I tried to surface this earlier, and I said that I think you guys need to be engaged in a dialogue with the public, because I had the exact same example with my health care records. I don't want someone to see them on any given day, but if I'm lying in the street dying, I definitely want people to have access to them.

The honest truth is that there are no simple answers to these questions.

One of the key things I am trying to convey to you—and I think Professor Clarke is as well— is that we need to be thinking about what culture and what norm we want to build in this country around how we are going to manage these things. The opportunity space for us to do something different is there, but if the public doesn't come along and we don't move, then there's going to be an efficiency tax, an opportunity tax that we all pay as Canadians but that other countries won't be paying as they do things differently.

How are we going to not just build this infrastructure, but bring the public along and build something that they have trust and confidence in, and that they see as infrastructure they can rely on, not just from a technical perspective but from a trust and privacy perspective?

I'm sorry, but I don't have a better answer for you.

I think you're exactly right to note that people sort of want it all.

On this point, I think the committee should be really careful with how it interprets a lot of the data we currently have on citizens' preferences with regard to government data collection and use, because most of these surveys don't actually present the realistic trade-offs to citizens.

You'll find countless surveys that suggest that Canadians are very uncomfortable with certain types of data being collected, used in certain ways and combined with other datasets. There's a line around whether people would want government to collect data and then use it for purposes other than what it was originally collected for.

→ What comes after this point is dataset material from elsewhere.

PR #3262, opened 2026-06-28
fix: suppress dead-letter logging during a terminating shutdown when disabled (#3256)

### LINKED ISSUE #3256: log-dead-letters-during-shutdown=off not respected during CoordinatedShutdown
### Motivation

Of course people reply “no” when the situation is presented like that.

We need to move to surveys and studies that, instead, say that data may be used for purposes other than that for which it was collected “if it means that wait times are shorter at hospitals” or “if it means that you could be made aware of all the tax benefits you're not claiming right now that could save you thousands of dollars per year”.

We have to put forward that value proposition, because right now most of our data only asks citizens if, essentially, they want to be surveilled and have their data abused. Everyone's going to say no to that. That's not what we're talking about here. These are really important trade-offs in the efficiency of government and the quality of the services it provides, with questions around data use, some of which are privacy-related but many more of which get into questions of broader governance issues.

I think it's important to be careful with how you're interpreting the data from those surveys because they're actually not very helpful. They would suggest to you that we should not move forward with many of the reforms that we're putting on the table because they essentially say that citizens care only about privacy, and I'm not sure that those surveys actually capture the real trade-off.